QUESTION: The more difficult question, if you want to take 30 seconds, is how do you get the tribe beneficiary into interagency even if you couldn't get consultants in there?
MR. STEWART: Again, we think that the ultimate question should be whether the Government has solicited -- in this case whether the Government has solicited input from a person technically outside the four walls of the Government based on a distinct perspective which is particularly useful to the Government, and an analogy --
QUESTION: Why doesn't that cover the water users association, distinct perspective, technical, why not?

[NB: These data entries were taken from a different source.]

PR #360, opened 2020-12-03
Include inherited attributes in API docs.

### LINKED ISSUE #289: Documentation for ndcube 2

DanRyanIrish:
### Description

Fixes #289

### DIFF
--- a/docs/api.rst
+++ b/docs/api.rst
@@ -4,6 +4,7 @@ Reference/API
 =============
 
 .. automodapi:: ndcube
+   :inherited-members:
 
 .. automodapi:: ndcube.mixins
 


DanRyanIrish:
This PR raises the question whether `NDCube` should be inheriting from `NDArithmeticMixin` at this time since we don't implement any of those methods...  It also highlights that the docstrings from ABCs don't seem to be carrying over to methods or classes that inherit them.

PR #644, opened 2017-05-14
Added cleanup mode for script/permission

mickeyn:
This will allow cleaning up removed records once in a while
(it requires a longer run time so not suited for every cron run,
and records don't get deleted often anyways).

Usage: add --cleanup flag to the permission script execution.

### DIFF
--- a/lib/MetaCPAN/Script/Permission.pm
+++ b/lib/MetaCPAN/Script/Permission.pm
@@ -4,7 +4,8 @@ use Moose;
 
 use Log::Contextual qw( :log );
 use MetaCPAN::Document::Permission ();
-use PAUSE::Permissions             ();
+use MetaCPAN::Types qw( Bool );
+use PAUSE::Permissions ();
 
 with 'MooseX::Getopt', 'MetaCPAN::Role::Script';
 
@@ -14,6 +15,12 @@ Loads 06perms info into db. Does not require the presence of a local
 CPAN/minicpan.
 
 =cut
+
+has clean_up => (
+    is      => 'ro',
+    isa     => Bool,
+    default => 0,
+);
 
 sub run {
     my $self = shift;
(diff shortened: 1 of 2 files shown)


lib/MetaCPAN/Script/Permission.pm
```diff
@@ -6,6 +6,8 @@ use Log::Contextual qw( :log );
 use MetaCPAN::Document::Permission ();
 use PAUSE::Permissions             ();
 
+use MetaCPAN::Types qw( Bool );
```
oalders: Can we move this sorted into the other `use` statements?

lib/MetaCPAN/Script/Permission.pm
```diff
@@ -15,6 +17,12 @@ CPAN/minicpan.
 
 =cut
 
+has cleanup => (
```
oalders: Could we call this `clean_up`?

lib/MetaCPAN/Script/Permission.pm
```diff
@@ -28,40 +36,73 @@ sub index_permissions {
...
+        my $name = $perms->name;
+
         my @co_maints = $perms->co_maintainers;
         my $doc       = {
-            @co_maints
-            ? ( co_maintainers => \@co_maints )
-            : (),
-            module_name => $perms->name,
-            owner       => $perms->owner,
+            co_maintainers => \@co_maints,
```
oalders: Could we add a comment about why we're adding an empty array in some cases?

lib/MetaCPAN/Script/Permission.pm
```diff
@@ -28,40 +36,73 @@ sub index_permissions {
...
 
+sub run_cleanup {
+    my ( $self, $bulk, $seen ) = @_;
+
+    log_debug {"checking permission data to remove"};
+
+    my $scroll = $self->es->scroll_helper(
+        index  => $self->index->name,
+        type   => 'permission',
+        scroll => '30m',
```
oalders: Just wondering why the scroller needs to live for `30m`?

lib/MetaCPAN/Script/Permission.pm
```diff
@@ -28,40 +36,73 @@ sub index_permissions {
...
+        body   => { query => { match_all => {} } },
+    );
+
+    my @remove;
+    my $count = $scroll->total;
+    while ( my $p = $scroll->next ) {
+        my $id = $p->{_id};
+        unless ( exists $seen->{$id} ) {
+            push @remove => $id;
```
oalders: Could we use the standard comma here?

lib/MetaCPAN/Script/Permission.pm
mickeyn: takes 20m on my VM .... we'll run once a day - not an issue

PR #646, opened 2017-05-14
[WIP] improved search (esX::model issue to resolve)

ranguard:
This PR remains only as a reference point.

### DIFF
--- a/lib/MetaCPAN/Model/Search.pm
+++ b/lib/MetaCPAN/Model/Search.pm
@@ -11,11 +11,9 @@ use MetaCPAN::Types qw( Object Str );
 use MetaCPAN::Util qw( single_valued_arrayref_to_scalar );
 
 has es => (
-    is      => 'ro',
-    isa     => Object,
-    handles => {
-        _run_query => 'search',
-    },
+    is       => 'ro',
+    isa      => Object,
+    handles  => { _run_query => 'search', },
     required => 1,
 );
 
@@ -113,6 +111,8 @@ sub _search_expanded {
         = $self->_extract_and_inflate_results( $es_results, \@distributions );
 
     my $return = {
+
+        # results is array ref to be consistent with the collapsed version
         results   => [ map { [$_] } @$results ],
         total     => $es_results->{hits}->{total},
         collapsed => \0,
@@ -124,11 +124,11 @@ sub _search_collapsed {
     my ( $self, $search_term, $from, $page_size ) = @_;
 
     my $total;
+    my @distributions;
+    my $es_results;
+
     my $run  = 1;
     my $hits = 0;
-    my @distributions;
-    my $process_or_repeat;
-    my $es_results;
     do {
         # We need to scan enough modules to build up a sufficient number of
         # distributions to fill the results to the number requested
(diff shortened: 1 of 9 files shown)


lib/MetaCPAN/Model/Search.pm
```diff
@@ -1,23 +1,23 @@
...
-use Moose;
-
-use v5.10;
+use MetaCPAN::Moose;
 
+use Const::Fast qw( const );
 use Log::Contextual qw( :log :dlog );
-use MooseX::StrictConstructor;
 
+use Cpanel::JSON::XS;
```
oalders: We should explicitly import here.  `use Cpanel::JSON::XS qw( decode_json );`

lib/MetaCPAN/Model/Search.pm
```diff
@@ -1,23 +1,23 @@
...
 use Hash::Merge qw( merge );
 use List::Util qw( sum uniq );
 use MetaCPAN::Types qw( Object Str );
 use MetaCPAN::Util qw( single_valued_arrayref_to_scalar );
 
+# Read in here to share
```
oalders: Could we expand the comments here so that it makes sense without having to scan to the `__DATA__` section?

lib/MetaCPAN/Model/Search.pm
```diff
@@ -38,81 +38,108 @@ sub _not_rogue {
...
+        } @{ $es_results->{hits}->{hits} };
 
     # Everything after this will fail (slowly and silently) without results.
     return {} unless @distributions;
 
-    my @ids          = map { $_->{fields}->{id} } @{ $data->{hits}->{hits} };
-    my $descriptions = $self->search_descriptions(@ids);
-    my $favorites    = $self->search_favorites(@distributions);
-    my $results      = $self->_extract_results( $data, $favorites );
+    # Lookup favs and extract results from es (adding in favs)
```
oalders: s/Lookup/Look up/

lib/MetaCPAN/Model/Search.pm
```diff
@@ -368,6 +412,81 @@ sub build_query {
     return $search;
 }
 
+# This was an attempt at a totally new query but nees lots of
+# work to make the xt/search_web.t pass
+# May need a different querty for non-collapsed (anything
+# that uses lucen syndax, e.g. module:foo)
+sub build_query_attemt_at_new_query {
```
oalders: s/attemt/attempt/

lib/MetaCPAN/Model/Search.pm
```diff
@@ -368,6 +412,81 @@ sub build_query {
...
+    my ( $self, $search_term, $params ) = @_;
+    $params //= {};
+
+    #    ( my $clean = $search_term ) =~ s/::/ /g;
+    my $structure = decode_json $json;
```
oalders: It would be nice to use parens for functions that are not built-ins.

lib/MetaCPAN/Model/Search.pm
```diff
@@ -368,6 +412,81 @@ sub build_query {
...
+                    abstract.analyzed
+                    release
+                    path
+                    status
+                    indexed
+                    authorized
+                    distribution
+                    date
+                    id
+                    pod_lines
```
oalders: Any reason not to sort these?

oalders:
Should this be closed in favour of #741 ?

haarg:
This is long out of date, so would probably need to be recreated from scratch. I've renamed it so it's more obvious that this is attempting to improve the search query in case we want to revisit it. But for now this can be closed.

PR #650, opened 2017-05-14
Use the existing ua object

mickeyn:
We have a 'ua' object defined as attribute in the script role -
use it instead of creating one everywhere.

### DIFF
--- a/lib/MetaCPAN/Script/Release.pm
+++ b/lib/MetaCPAN/Script/Release.pm
@@ -10,7 +10,6 @@ BEGIN {
 use CPAN::DistnameInfo ();
 use File::Find::Rule;
 use File::stat ();
-use LWP::UserAgent;
 use Log::Contextual qw( :log :dlog );
 use MetaCPAN::Util;
 use MetaCPAN::Model::Release;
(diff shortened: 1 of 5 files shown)


lib/MetaCPAN/Script/Release.pm
```diff
@@ -112,15 +111,9 @@ sub run {
                 MetaCPAN::Util::author_dir( $d->cpanid ),
                 $d->filename,
             );
-            my $ua = LWP::UserAgent->new(
-                parse_head => 0,
```
oalders: This option isn't getting set in the `ua` builder.

lib/MetaCPAN/Script/Release.pm
```diff
@@ -112,15 +111,9 @@ sub run {
...
-                env_proxy  => 1,
-                agent      => 'metacpan',
-                timeout    => 30,
```
oalders: These options are also not set in the `ua` builder sub, with the exception of `env_proxy`.  I think it would at least be helpful to set the `agent`.  All of these have corresponding setter methods, so we could preserve them if we need to.

mickeyn:
@oalders fixed to address your comments

PR #654, opened 2017-05-17
Add a new role to collect cygwin-packaged CPAN distributions

book:


lib/MetaCPAN/Script/Role/External/Cygwin.pm
```diff
@@ -0,0 +1,72 @@
+package MetaCPAN::Script::Role::External::Cygwin;
+
+use v5.014;    # /r
```
mickeyn: this is not needed, we are running on perl 5.22

lib/MetaCPAN/Script/Role/External/Cygwin.pm
```diff
@@ -0,0 +1,72 @@
...
+);
+
+has mirror_timeout => (
+    is      => 'ro',
+    isa     => Int,
+    default => 10,
+);
+
+sub _build_mirrors {
+    my ($self) = @_;
```
mickeyn: for consistency - please use the same style ( shift | @_) as in the next method (or change that one)

mickeyn:
tidy check fail - please run tidyall on your VM (under the repo) and force push the updates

MR. STEWART: It's not the same sort of relationship between the Government and the water users that exists between the Government and the tribe. That is, the --
QUESTION: You're arguing for a trustee exception, basically, just --
MR. STEWART: Certainly we are arguing that the trust relationship is, we would say is one example of a broader principle. Another analogy would be to our representation of current and former Federal employees in Bivens suits, where the Federal employee obviously has a personal stake in the outcome of the litigation.
QUESTION: Attorney-client.
MR. STEWART: But the attorney-client privilege would kick in only if the threshold language of interagency or intraagency were satisfied, so certainly with respect to former employees I think the necessary implication of the opponents' test is, no matter how privileged the communications were, they would nevertheless be disclosable under FOIA because they could not be characterized as interagency or intraagency documents.
Thank you, Your Honor.
CHIEF JUSTICE REHNQUIST: Thank you, Mr. Stewart.
The case is submitted.
(Whereupon, at 11:49 a.m., the case in the above-entitled matter was submitted.)